Dual holography as functional renormalization group

TL;DR

This paper explores the deep connection between the functional renormalization group and dual holography, reformulating RG flow as a path integral and deriving a generalized holographic framework that incorporates RG dynamics.

Contribution

It introduces a novel reformulation of the functional RG as a path integral, establishing a direct link with dual holography and deriving a generalized framework including RG beta functions.

Findings

Reformulation of functional RG as a Fokker-Planck type equation.

Derivation of a Hamilton-Jacobi equation for an effective action.

Establishment of a dual holographic path integral as a solution to the RG equation.

Abstract

We investigate the relationship between the functional renormalization group (RG) and the dual holography framework in the path integral formulation, highlighting how each can be understood as a manifestation of the other.

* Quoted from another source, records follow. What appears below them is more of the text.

PR #783, opened 2026-09-19
Fix #671: Exclude failed and amend commits from per-session Git Efficiency

dyk1454683243-sudo:
## Summary

- Fixes #671.
- Per-session `GitEfficiencyTracker` counted every `commit`-type event, including failed commits (e.g. pre-commit hook rejection) and `git commit --amend`. The Git tab's weekly/30-day panel already excluded those via `isCountedCommit` (#663/#670), so the two views could disagree on the same session.
- `isCountedCommit` now lives next to `GitEvent` in `git-event-classifier.ts` and is the shared helper for both paths. `git-workspace-report.ts` re-exports it so existing weekly/replay callers stay unchanged.
- Per-session `commitCount`, `commitTimestamps`, and `commitsSinceLastSync` use that filter. Failed and amend events still appear on the git command timeline (they happened); they just no longer inflate commit totals. Hydrated `git log` commits still count.

Out of scope: #672 (chained git/gh error attribution), #755 (timezone/date behavior), and open PRs #776/#779/#780/#781/#782.

## Test plan

- [x] `npx jest -- src/metrics/git-efficiency-tracker.test.ts src/metrics/git-event-classifier.test.ts src/metrics/git-workspace-report.test.ts` (198 passed)
- [x] `npm run build`
- [x] `npm run lint`
- [x] `npm run format:check`

PR #774, opened 2026-09-18
Refactor: remove the permanent costByTask: null stub from CostMetrics

PloneMraz:
## Summary

Closes #733.

`CostMetrics.costByTask` was typed `null` with the comment "stub — task boundary detection is not yet implemented". Task boundary detection landed: `TaskDetector` takes a `costTracker` and calls `computeCostDelta()` at task open and close, so per-task cost already lives on the task records it produces. The field was a permanent `null` that every consumer carried and nothing populated.

Removed from:

- `src/metrics/cost-tracker.ts` — the `CostMetrics` field and the `getMetrics()` literal
- `src/web/api/client.ts` — the mirrored type
- fixtures in `cost-tracker.test.ts`, `cost-tools.test.ts`, `session-store.test.ts` (3 occurrences)

`grep -rn costByTask src docs` now returns nothing. Neither `docs/METRICS_TABLE.md` nor `docs/COMMANDS_TABLE.md` mentioned it.

## Test plan

Verified on Linux in a container (`node:24`, Node v24.21.0, `TZ=UTC`), same `node_modules`, only the changed files swapped between runs:

| | Test suites | Tests |
|---|---|---|
| `main` @ 9859468 | 5 failed, 200 passed | 6 failed, 7093 passed (7103) |
| this branch | 5 failed, 200 passed | 6 failed, 7093 passed (7103) |

- [x] `npm test` — identical to `main`; the 6 failures are environmental and present on both sides (a DST test under `TZ=UTC`; two `plist unreadable` and one `directory not writable` case that root bypasses; `isWsl`, since Docker Desktop is a WSL2 kernel)
- [x] `npm run test:web` — **48/48 files, 706/706 tests pass** on Linux
- [x] `npx tsc -b .` and `npx tsc -p tsconfig.web.json --noEmit` — clean
- [x] `npm run lint`, `npx prettier --check .` — clean

Note for anyone reproducing: the first full run against a freshly written bind mount reports ~11 extra failures in `src/index.test.ts` purely from the 15s `testTimeout` on cold I/O — that file passes 82/82 in isolation. The numbers above are from warm runs.

🤖 Generated with [Claude Code](https://claude.com/claude-code)

Issue #631, opened 2026-09-09
Correction detection: remaining false-positive edge cases from #608's regex redesign


chrisdhaan:
## Context

#608 replaced the single anchored \`CORRECTION_RE\` regex in \`src/metrics/transcript-message-tracker.ts\` with a set of targeted patterns (\`isCorrectionMessage()\`), fixing every false positive/negative example named in that issue. While designing the fix, three additional false-positive cases surfaced that weren't part of #608's original examples and aren't covered by its test suite.

## Problem

- **\`TARGETED_UNDO_RE\`** (\`/^(stop|undo|revert|don'?t)\b[^.!?]{0,20}\b(that|it|this)\b/i\`) fires on task instructions/guardrails that happen to contain "that"/"it"/"this" near the trigger verb, not just on genuine undo requests targeting the assistant's prior action. Example: **"Don't push directly to that branch"** — a standing instruction, not a correction — matches because "that" appears within the 20-character window after "don't".

- **\`LEADING_INTERJECTION_RE\`** (\`/^(stop|wait|no|nope|undo|revert)[.,!]/i\`) treats any leading trigger word immediately followed by punctuation as an interjection/correction. Example: **"No, thanks"** or **"No, that's fine"** — a polite decline, not a correction — matches purely on the "No," prefix.

- **\`EMBEDDED_CORRECTION_RE\`**'s \`won'?t work\` clause can fire during ordinary design discussion rather than an actual correction of something the assistant already did. Example: **"That approach won't work for X, let's use Y instead"** — a forward-looking design refinement — reads the same as a correction of prior AI output.

## Impact

Same impact chain as #608: inflates \`userCorrections\`, which feeds \`correctionRate\` (collaboration-profile.ts), the high-priority "high correction rate" recommendation (prompt-feedback.ts), the team-level version (recommendation-engine.ts), the CLAUDE.md-change verdict (claudemd-tracker.ts), and the 'Learning' classification threshold.

## Possible fix

- For \`TARGETED_UNDO_RE\`: narrow the pronoun-proximity window, or require the pronoun immediately follow the verb (no intervening noun phrase) — "don't push directly to **that** branch" has "that" modifying a noun ("branch"), whereas "undo **that**" / "don't do **that**" has the pronoun standing alone as the object.
[...]

PR #784, opened 2026-09-19
Fix #677: Narrow won't work correction false positive

### LINKED ISSUE #677: Correction detection: EMBEDDED_CORRECTION_RE's "won't work" clause false-positives on forward-looking design discussion
## Context

#631 named three false-positive edge cases in `src/metrics/transcript-message-tracker.ts`'s correction-detection regexes, surfaced during review of #608's regex redesign. [PR #676](https://github.com/newrelic-experimental/preflight/pull/676) fixed the first two (`TARGETED_UNDO_RE` firing on standing instructions like "don't push directly to that branch"; `LEADING_INTERJECTION_RE`/`LEADING_NO_RE` firing on polite declines like "No, thanks"). The third — `EMBEDDED_CORRECTION_RE`'s `won't work` clause — was deliberately left unfixed in that PR, per #631's own guidance that it's lower-value and risks reopening the false-positive/recall tension #608 was resolving. Filing it separately so it stays tracked rather than getting silently dropped when #631 is closed.

## Problem

`EMBEDDED_CORRECTION_RE` (`src/metrics/transcript-message-tracker.ts`) includes a `won'?t work` clause intended to catch the user telling the assistant its prior output doesn't work. It can't distinguish that from ordinary forward-looking design discussion that happens to use the same phrase.

Example: **"That approach won't work for X, let's use Y instead"** — a forward-looking design refinement, not a correction of something the assistant already did — matches identically to a genuine correction like "That approach won't work because there's a race condition." (the latter is an existing, must-still-detect test case).

## Impact

Same downstream impact chain as #608/#631: inflates `userCorrections`, which feeds `correctionRate` (`collaboration-profile.ts`), the "high correction rate" recommendation (`prompt-feedback.ts`), the team-level version (`recommendation-engine.ts`), the CLAUDE.md-change verdict (`claudemd-tracker.ts`), and the 'Learning' classification threshold.

## Possible fix

- Require a nearby past-tense/completed-action cue (e.g. "because", "since", a reference to what was just done) before counting `won't work` as a correction, to distinguish it from forward-looking cues ("let's", "instead", "we should").
- Any such heuristic needs to be verified against the existing positive test case ("That approach won't work because there's a race condition.") without breaking it, and against the negative example above.
- Alternatively, accept the residual false-positive rate as a permanent tradeoff — this is fundamentally a harder case than #631's other two (which had a clean structural signal to key off of), and #608/#631 already accepted similar tradeoffs elsewhere.

Filed as a deliberately-deferred follow-up from #631, same pattern as #625 following #607 and #631 following #608.

dyk1454683243-sudo:
## Summary

- Fixes #677.
- `EMBEDDED_CORRECTION_RE`'s `won't work` clause treated forward-looking design talk ("That approach won't work for X, let's use Y instead") as a user correction of prior output. That inflated `userCorrections` → `correctionRate` → recommendations / Learning classification.
- `won't work` is now classified separately. **Chosen rule:** count it as a correction unless it is constraint-framed (`won't work for …`) *and* a forward-looking planning cue (`let's` / `we should` / `instead`) is present, with no causal cue (`because` / `since`). Causal cues always win.
- This keeps the existing positive case ("That approach won't work because there's a race condition.") and a bare rejection ("That won't work.") so recall does not drop. The #631 / #676 undo and polite-decline cases are untouched.
- **Residual tradeoff (accepted, not widened):** constraint-framed `won't work for …` without a planning cue still counts (e.g. "That approach won't work for production."). A genuine correction that uses both `won't work for` and a planning cue without `because` / `since` is dropped — same shape as the issue's negative example. The regex is not widened to chase those leftovers.
- Heuristic documented on the issue: https://github.com/newrelic-experimental/preflight/issues/677#issuecomment-5739485091

Out of scope: open PRs #776 / #779 / #780 / #781 / #782 / #783; closed #748–#771 / #772 / #774 / #775.

## Test plan

- [x] `npx jest -- src/metrics/transcript-message-tracker.test.ts` — 50 passed
- [x] `npm run build` — clean
- [x] Positive `because` case still matches; forward-looking `let's` / `instead` case does not; #631 / #676 cases still pass


dyk1454683243-sudo:

PR #787, opened 2026-09-19
Feat #730: Show per-category dollars in share-table hover

### LINKED ISSUE #730: Show each token category's dollar contribution in the share-table hover, not just the token split
## Summary

The "What's contributing to your spend" share tables' hover breakdown (Skills, Subagents, Plugins) shows input/output/cache-read/cache-write *token* counts per row, but not each category's *dollar* contribution — even though cache-read tokens are priced far below input/output tokens, so the token split alone doesn't tell a reader which category is actually driving the cost.

## Why it's not trivial

The dollar split isn't reconstructable from persisted data today: a bucket spans multiple models, and pricing is per-model, so showing a per-category dollar figure would need either persisting per-model-per-category cost at attribution time, or a different aggregation approach that keeps the model dimension around long enough to price each category correctly.

## Context

#692 originally asked for "each category's dollar contribution" alongside the token breakdown. The token-only breakdown shipped as a first pass; this issue tracks the dollar-contribution part that was deliberately deferred.

Surfaced during review of #728.

dyk1454683243-sudo:
## Why

The Skills / Subagents / Plugins share-table hover already shows input / output / cache-read / cache-write **token** counts (#728), but cache-read tokens are priced far below input and output. A token-only split therefore misleads readers about what is actually driving spend.

A bucket can span models, and pricing is per-model, so category dollars cannot be reconstructed from persisted token totals with a blended rate. This PR prices each category at attribution time with that event's model rates, then sums the already-priced dollars.

Fixes #730.

## Scope

- `TokenCategoryCost` on `TokenBreakdown.cost`: `inputUsd` / `outputUsd` / `cacheReadUsd` / `cacheCreationUsd`. Optional; absent on pre-#730 session files.
- `priceTokenCategories` / `categoryCostFromBreakdown` (`src/metrics/category-cost.ts`) keep the model dimension long enough to call `calculateCost()`, then split and sum. Thinking USD is dropped on purpose.
- `TurnCostAttributor` and `CostTracker.subagentByAgentType` persist those dollars when a token event is attributed.
- `session-store` parse/merge/`buildAttribution` carry `cost` with the same max / one-sided rules as the token fields. Malformed `cost` drops only the dollars.
- `computeUsageInsights` sums category dollars into `UsageShareRow.breakdown.cost`.
- `formatTokenBreakdown` appends `($x.xx)` per category when `cost` is present; otherwise the hover stays token-only. Same plain `title` tooltip as #728.

## Tradeoffs

- Dollars are priced at write time, not re-priced at read time. Later pricing-table edits do not rewrite historical hovers.
- Thinking dollars are omitted. Parent-session token events typically lack thinking tokens (same gap #728 documented). We do not invent a figure the data does not support.
- Mixed windows (some sessions pre-#730) may show dollars for only the sessions that persisted them.

## Blast Radius

Session files gain one optional object on each bucket's `breakdown`. Existing files load unchanged and the hover stays token-only. Share-row JSON grows the same optional field. No endpoint shape change otherwise. ShareTable is not redesigned.

## Test plan

- [x] Unit tests for per-model pricing vs a fake blended rate, cache-read vs input rates, even-split after `calculateCost`, rate multiplier, thinking-dollar omission, unknown model → zeros
- [x] `TurnCostAttributor` / `CostTracker` accumulate per-model category dollars
- [x] `session-store` parse/merge/build: legacy token-only, malformed cost dropped, field-wise max, one-sided keep
- [x] `computeUsageInsights` sums dollars when present and omits them when absent
- [x] `formatTokenBreakdown` + Skills hover: dollars present vs absent
- [x] `npm run build`
- [x] `npm test` (full suite; one unrelated `workflow-watcher` flake on a pre-push run, passed in isolation)
- [x] `npm run test:web`
- [x] `npm run lint`
- [x] `npm run format:check`
- [x] `npx tsc -p tsconfig.web.json --noEmit`


dyk1454683243-sudo:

Rather than employing the conventional functional RG formalism, we consider a functional RG equation for the probability distribution function, where the RG flow is governed by a Fokker-Planck-type equation. The central idea is to reformulate the solution of Fokker-Planck type functional RG equation in a path integral representation. Within the semiclassical approximation, this leads to a Hamilton-Jacobi equation for an effective renormalized on-shell action. We then examine our framework for an Einstein-Hilbert action coupled to a scalar field. Applying standard techniques, we derive a corresponding functional RG equation for the distribution function, where the dual holographic path integral serves as its formal solution. By synthesizing these two perspectives, we propose a generalized dual holography framework in which the RG flow is explicitly incorporated into the bulk effective action. This generalization naturally introduces RG $\beta$-functions and reveals that the RG flow of the distribution function is essentially identical to that of the functional RG equation.